Like the original Nature Human Behaviour editorial, the NIH’s current stance on database access isn’t easy to parse. What does it mean to undermine dignity? What qualifies as stigmatizing? With intelligence research, even if the study doesn’t delve into group differences, the perception can be that something nefarious is afoot. “The thinking goes that if you show that there’s a genetic component to intelligence, then automatically people will conclude that there is a genetic component to race differences and therefore it’s best not to support genetic research on intelligence,” Haier said.

It is true that racists have pointed to intelligence research as justification for their hateful views and violent actions. The gunman accused of killing 10 Black people in a Buffalo, N.Y., supermarket this year published a deranged manifesto that contained references to intelligence research, apparently copy-pasted from online forums, along with vile conspiracy theories. That massacre is a grim example of why it’s important to proceed with caution when pursuing research that could feed distorted narratives, according to Eric Turkheimer, a professor of psychology at the University of Virginia. Turkheimer’s research has explored how both a person’s environment and their genes contribute to various outcomes, and he has emphasized how difficult it can be to untangle the two. “Some work is dangerous, and that’s easy to see if somebody is modifying viruses and releasing them into the wild, right?” he said. “But these things can also be socially and psychologically dangerous too.”

That said, Turkheimer doesn’t believe that forbidding genetics research that has to do with intelligence is the right approach. “I respect that they have to come up with a policy,” he told me. “But if that’s their decision, I disagree with it.”

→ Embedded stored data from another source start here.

PR #108, opened 2016-12-17
sh/init.sh.Linux.in: skip /proc test if no md5sum

dwfreed:
This will also warn users if md5sum is missing, which serves as a pretty
good indicator that /usr is not mounted.

Supercedes #102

The NIH situation strikes Robert Plomin, a psychologist and geneticist and the author of the 2018 book Blueprint: How DNA Makes Us Who We Are, as odd. “I really don’t understand what they mean by stigmatizing,” he told me. “Who decides what’s stigmatizing?” Plomin is known for his widely cited studies on twins and, lately, for attempting to explain the value of genetics to those who regard it as irrelevant or threatening. Plomin told me that when he encounters people with a negative opinion of genetics, he usually finds that their impression isn’t grounded in a deep understanding of the field. “It’s ‘genetics bad, environment good,’ and they want that to be the end of the story,” he said. “I find you can often talk them around — or at least make them realize we’re not all devils who do this work.”